After installing system 13.0, further strange in my opinion.
We use portsnap to get the ports tree, then install git.
Next, delete the entire ports tree and get a new one with git.
And if you add gitup or an analogue to the distribution kit to get ports?


----------



## Tieks (Jul 31, 2021)

bagas said:
			
		

> And if you add gitup or an analogue to the distribution kit



Git is not part of of FreeBSD, hence has to be installed either from ports or as a package. If you didn't install ports during installation, you can install the git package directly without having to use portsnap. See the handbook.


----------



## mtu (Jul 31, 2021)

It's a known problem that the base system is unable to fetch an up-to-date ports tree: PR 254856

Nobody seems to be in a hurry to do anything about it.


----------



## bagas (Jul 31, 2021)

All this is illogical.
Why then the admin / custom version of the ports tree was translated to git?
Would have done only for the developers of the git.
After all, for admins / users in 99% of the case, ports are needed only for installing software, and not for testing different branches.


----------



## mtu (Jul 31, 2021)

bagas said:


> All this is illogical.
> Why then the admin / custom version of the ports tree was translated to git?
> Would have done only for the developers of the git.
> After all, for admins / users in 99% of the case, ports are needed only for installing software, and not for testing different branches.

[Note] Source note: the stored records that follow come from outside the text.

PR #3086, opened 2020-08-21
[NTOS:EX] Fix uninitialized memory in ExUuidCreate

khanhnt2:
## Purpose

Fix uninitialized memory in ExUuidCreate.

## Analysis

In the function ExUuidCreate, the code is used to initialize value of Uuid is
```c
            RtlCopyMemory(&Uuid->Data4[0],
                          &ExpUuidCachedValues.NodeId[0],
                          SEED_BUFFER_SIZE);
```

```c
typedef struct _GUID
{
#ifdef _MSC_VER
    unsigned long  Data1;
#else
    unsigned int   Data1;
#endif
    unsigned short Data2;
    unsigned short Data3;
    unsigned char  Data4[ 8 ];
} GUID;
```

The size of `Uuid->Data` is 8 whereas the value of `SEED_BUFFER_SIZE` is 6. So `Data4[6]` and `Data[7]` are not initialized. This bug affects videoprt driver of Win32SS at https://github.com/reactos/reactos/blob/18a51dc7f5f66108fc8050e604debaa53ab587cb/win32ss/drivers/videoprt/registry.c#L395-L404

The function `RtlStringFromGUID` converts UUID to string and it uses Data[6] and Data[7] too.


ntoskrnl/ex/uuid.c
```diff
@@ -400,9 +400,10 @@ ExUuidCreate(OUT UUID *Uuid)
         {
             Time.QuadPart = ExpUuidCachedValues.Time;
 
+            C_ASSERT(sizeof(UUID_CACHED_VALUES_STRUCT) - FIELD_OFFSET(UUID_CACHED_VALUES_STRUCT, ClockSeqHiAndReserved) == sizeof(Uuid->Data4));
```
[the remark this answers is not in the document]
khanhnt2: I changed to `RTL_SIZEOF_THROUGH_FIELD(UUID_CACHED_VALUES_STRUCT, NodeId)` and compile progress was still failed. I think copying 2 padding bytes into Uuid isn't good idea so I just only changed `==` to `>=`.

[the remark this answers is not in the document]
SergeGautherie: `==` is actually wanted here.
Which code did you try? Which 3 values do you get?

ntoskrnl/ex/uuid.c
```diff
@@ -400,9 +400,10 @@ ExUuidCreate(OUT UUID *Uuid)
         {
             Time.QuadPart = ExpUuidCachedValues.Time;
 
+            C_ASSERT(sizeof(UUID_CACHED_VALUES_STRUCT) - FIELD_OFFSET(UUID_CACHED_VALUES_STRUCT, ClockSeqHiAndReserved) >= sizeof(Uuid->Data4));
             RtlCopyMemory(&Uuid->Data4[0],
-                          &ExpUuidCachedValues.NodeId[0],
-                          SEED_BUFFER_SIZE);
+                          &ExpUuidCachedValues.ClockSeqHiAndReserved,
+                          sizeof(Uuid->Data4));
```
binarymaster, line 406:
```
In file included from ../src/sdk/include/crt/mingw32/intrin.h:98,
                 from ../src/sdk/include/crt/intrin.h:1017,
                 from sdk/include/ddk/wdm.h:70,
                 from sdk/include/ddk/ntddk.h:38,
                 from sdk/include/ddk/ntifs.h:35,
                 from ../src/ntoskrnl/include/ntoskrnl.h:34,
                 from ../src/ntoskrnl/ex/uuid.c:13:
In function 'memcpy',
    inlined from 'ExUuidCreate' at ../src/ntoskrnl/ex/uuid.c:404:13:
../src/sdk/include/crt/mingw32/intrin_x86.h:76:12: error: 'memmove' offset [14, 20] from the object at 'ExpUuidCachedValues' is out of the bounds of referenced subobject 'ClockSeqHiAndReserved' with type 'unsigned char' at offset 12 [-Werror=array-bounds]
     return memmove(dest, source, num);
            ^~~~~~~~~~~~~~~~~~~~~~~~~~
```

SergeGautherie: Add a `union`, adding `Data4`?

ntoskrnl/ex/uuid.c
```diff
@@ -400,9 +400,10 @@ ExUuidCreate(OUT UUID *Uuid)
         {
             Time.QuadPart = ExpUuidCachedValues.Time;
 
+            C_ASSERT(sizeof(UUID_CACHED_VALUES_STRUCT) - FIELD_OFFSET(UUID_CACHED_VALUES_STRUCT, ClockSeqHiAndReserved) >= sizeof(Uuid->Data4));
```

I absolutely agree. My interpretation is that the needs and comfort of the developers was deemed more important than the admin/user perspective.


----------



## Geezer (Aug 1, 2021)

I don't think it is a big thing. Just install git from pkg and then get the ports.

It actually takes less time than portsnap.


----------



## richardtoohey2 (Aug 1, 2021)

I think just in a state of flux at the moment.

portsnap still works (but might be gone by 14.0) or you can use gitup - you don’t need git.


----------



## bagas (Aug 1, 2021)

richardtoohey2 said:


> I think just in a state of flux at the moment.
> 
> portsnap still works (but might be gone by 14.0) or you can use gitup - you don’t need git.


I am aware of gitup.
Can initially add it to the 13.0 distribution kit?
Why unnecessary actions with the tree ports, download / delete / download !?


----------



## mer (Aug 1, 2021)

bagas said:


> I am aware of gitup.
> Can initially add it to the 13.0 distribution kit?
> Why unnecessary actions with the tree ports, download / delete / download !?


A reason that I can see is "Not everyone wants to use the ports tree or build things from source".
If you are "just using" the system, binary  packages, freebsd-update and pkg upgrade work just fine and one would never need to install git/gitup/anything else.

If you are interested in looking at source, maybe maintaining a port or investigating a problem, then you probably already know to install the tools/source you need.

"Could it be added to a distribution?"  Sure, but is it needed in a distribution?  There used to be similar arguments when CVS was being used and even when the switch was to Subversion was done.

A ports tree is not needed to install software unless you want different options/configuration than the defaults.


----------



## zirias@ (Aug 1, 2021)

mtu said:


> It's a known problem that the base system is unable to fetch an up-to-date ports tree: PR 254856
> 
> Nobody seems to be in a hurry to do anything about it.


That's not true, probably someone should close this PR (or maybe it's left open because somehow supporting GIT in base is wanted for the future). Anyways, the portsnap backend works with GIT for quite a while now.

Portsnap snapshots were never perfectly "up to date", but pretty close, this didn't change. The idea to remove portsnap (for many reasons, the most important one being it never supported the "quarterly" ports) exists, but that's kind of unrelated. As of 13, portsnap is still supported.



bagas said:


> Next, delete the entire ports tree and get a new one with git.


Well, if you don't want to actually use GIT (there are reasons you might want to), this step is unnecessary. Just continue to use portsnap if you're fine with it.

*edit:* claims that you *need* git (or gitup) are from the short time after 13.0-RELEASE when the portsnap backend wasn't adapted to GIT yet. Back then, they were true. And just for completeness, it's not related to 13 at all, the timing was just coincidence – ports are independent from base system releases, so all this applied to users of 11 or 12 as well.

The situation for getting/updating your ports tree ist mostly the same as it was with SVN: You still either just use portsnap, or you get it directly from the source repository. The only difference is that for the latter option, there's `svnlite` in base, while there is no such tool for GIT. It doesn't matter as long as you use portsnap. Even if portsnap would be gone in 14, I personally don't think GIT support in base is needed, as you can always install an initial ports tree from your installation media and build/install git from there. But I guess that's still an open discussion, one possible solution could also be to e.g. include gitup in base.


----------